Vietnam, which was under Chinese occupation centuries ago
and contests Beijing's sweeping maritime claims in the South
China Sea, has particularly fraught relations with China.
But it is not alone in the region.
Over 60% of respondents to a poll of Southeast Asian
officials, academics and other professionals said in a survey
this month that they distrusted China. Nearly 40% said they
thought China was "a revisionist power and intends to turn
Southeast Asia into its sphere of influence". The survey did not
mention the virus. The Chinese government said it was determined to contain an
epidemic it called a "common challenge facing mankind".

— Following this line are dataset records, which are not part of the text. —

PR #3559, opened 2025-06-23
overrides: Pin glibc to 2.41-5.fc42

travier:
See: https://github.com/coreos/fedora-coreos-tracker/issues/1974

### DIFF
--- a/manifest-lock.overrides.yaml
+++ b/manifest-lock.overrides.yaml
@@ -8,4 +8,24 @@
 # in the `metadata.reason` key, though it's acceptable to omit a `reason`
 # for FCOS-specific packages (ignition, afterburn, etc.).
 
-packages: {}
+packages:
+  glibc:
+    evr: 2.41-5.fc42
+    metadata:
+      reason: https://github.com/coreos/fedora-coreos-tracker/issues/1974
+      type: pin
+  glibc-common:
+    evr: 2.41-5.fc42
+    metadata:
+      reason: https://github.com/coreos/fedora-coreos-tracker/issues/1974
+      type: pin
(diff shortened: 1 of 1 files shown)


jlebon:
Shoudl we hold on this to see if it'll get reverted?

dustymabe:
> Shoudl we hold on this to see if it'll get reverted?

I think if we can reach out to them directly to see and we get a new build today then I'd be OK with that. Otherwise we need to ship so pinning would be acceptable.

dustymabe (approved):

dustymabe:
> I think if we can reach out to them directly to see and we get a new build today then I'd be OK with that.

This is probably unlikely. I'm going to set this to auto-merge.

dustymabe:
```
[2025-06-23T17:59:56.654Z] Downgraded:
[2025-06-23T17:59:56.654Z]   glibc 2.41-6.fc42 -> 2.41-5.fc42
[2025-06-23T17:59:56.654Z]   glibc-common 2.41-6.fc42 -> 2.41-5.fc42
[2025-06-23T17:59:56.654Z]   glibc-gconv-extra 2.41-6.fc42 -> 2.41-5.fc42
[2025-06-23T17:59:56.654Z]   glibc-minimal-langpack 2.41-6.fc42 -> 2.41-5.fc42
[2025-06-23T17:59:56.654Z] + grep -q Downgraded tmp/diff.txt
[2025-06-23T17:59:56.654Z] + echo 'Downgrade detected. This is likely unintentional. If not, you may safely ignore this error.'
```

Thanks CI. We'll ignore since this was desired.

PR #3563, opened 2025-06-23
manifests/fedora-coreos: advance OCI migration to `testing` stream

dustymabe:
See https://github.com/coreos/fedora-coreos-tracker/issues/1890#issuecomment-2881068761


jbtrystram (approved):
LGTM

PR #3564, opened 2025-06-25
platforms: add console support for Oracle Cloud Infrastructure

alaviss:
Ref: https://github.com/coreos/fedora-coreos-tracker/issues/1967

### DIFF
--- a/platforms.yaml
+++ b/platforms.yaml
@@ -53,6 +53,14 @@ aarch64:
     kernel_arguments:
       - console=ttyAMA0,115200n8
       - console=tty0
+  oraclecloud:
+    # https://docs.oracle.com/en-us/iaas/Content/Compute/Tasks/enablingserialconsoleaccess.htm
+    grub_commands:
+      - serial --speed=115200
+      - terminal_input serial console
+      - terminal_output serial console
+    kernel_arguments:
+      - console=ttyAMA0,115200
   qemu:
     # The kernel successfully autodetects a serial console, but we still
     # want GRUB to use one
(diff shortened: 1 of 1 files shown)


dustymabe (dismissed):
LGTM

platforms.yaml
```diff
@@ -53,6 +53,14 @@ aarch64:
...
       - console=ttyAMA0,115200n8
       - console=tty0
+  oraclecloud:
+    # https://docs.oracle.com/en-us/iaas/Content/Compute/Tasks/enablingserialconsoleaccess.htm
+    grub_commands:
+      - serial --speed=115200
+      - terminal_input serial console
+      - terminal_output serial console
+    kernel_arguments:
+      - console=ttyAMA0,115200n8
```
dustymabe: where did you come up with the `n8` here? I don't see it mentioned specifically in the linked docs, so just curious.

dustymabe: and another reason I ask is because the x86_64 entry added below specifically doesn't have it.

dustymabe:
Thanks for working on this

platforms.yaml
alaviss: I booted the official Alma 9 image and found it in `/proc/cmdline`, so I figured it might be some undocumented quirk.

dustymabe: I'd be interested to know if it works without the `n8` just for consistency with x86_64 and the docs, but it's not necessarily a blocker here.

alaviss: I've confirmed that it works without `n8` and fixed the file accordingly

dustymabe (approved):

PR #3566, opened 2025-06-26
overrides: fast-track rust-bootupd-0.2.28-2.fc42

coreosbot-releng:
Requested by @HuijingHei via [GitHub workflow](https://github.com/coreos/fedora-coreos-config/actions/workflows/add-override.yml) ([source](https://github.com/coreos/fedora-coreos-config/blob/testing-devel/.github/workflows/add-override.yml)).

### DIFF
--- a/manifest-lock.overrides.yaml
+++ b/manifest-lock.overrides.yaml
@@ -9,6 +9,11 @@
 # for FCOS-specific packages (ignition, afterburn, etc.).
 
 packages:
+  bootupd:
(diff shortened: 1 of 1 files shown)


dustymabe:
Native podman build GHA needs to be updated to handle overrides I think?

```
error: Installing packages: Packages not found: bootupd-0.2.28-2.fc42
```

cc @jlebon

dustymabe (approved):
LGTM

PR #3567, opened 2025-06-26
overrides: fast-track glibc-2.41-8.fc42

coreosbot-releng:


dustymabe:
For the CI failure see https://github.com/coreos/fedora-coreos-config/issues/3568

dustymabe (approved):
LGTM

PR #3672, opened 2025-08-19
overrides: drop selinux-policy pin

dustymabe:
We decided to change the scope of our selinux labels check to not consider the rollback deployment in be78a69 so we can drop this pin.

This reverts commit 34c50b271e08a493d5aa74c4068b37d967d1d873.


marmijo (approved):
LGTM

"Prejudice and narrow-minded words are no good at all," the
Foreign Ministry said in a statement.

TRAVEL BANS
Many countries have imposed visa restrictions on travellers
from Hubei province - the epicentre of the virus - while some
airlines have suspended all direct flights to mainland China.
But this is not enough for hundreds of thousands of people
in South Korea and Malaysia who have signed online petitions
urging authorities to ban Chinese from visiting their countries.
In an unusual move, Samal Island in the southern Philippines
on Thursday banned not just tourists from China but from all
countries affected by the coronavirus to the popular beach spot.

China's boom in outbound tourism has created a pattern of
international travel unprecedented in human history and driven
the growth of businesses to serve Chinese travellers around the
world. From a trickle in the 1980s, Chinese tourist numbers grew
to estimates of more than 160 million in 2019.
In France, whose capital Paris is a major draw for Chinese
visitors and which has a significant Chinese population, local
Asians created a Twitter hashtag #Jenesuispasunvirus ("I am not
a virus") to report abuse, especially in public transport.
Sun Lay Tan, a 41-year-old manager in the creative
industries sector, said the man seated next to him in his Paris
subway ride changed seat then put a scarf over his mouth.
"That was really shocking," said Tan, who was born in France
of Chinese and Cambodian origin. "I felt really stigmatised".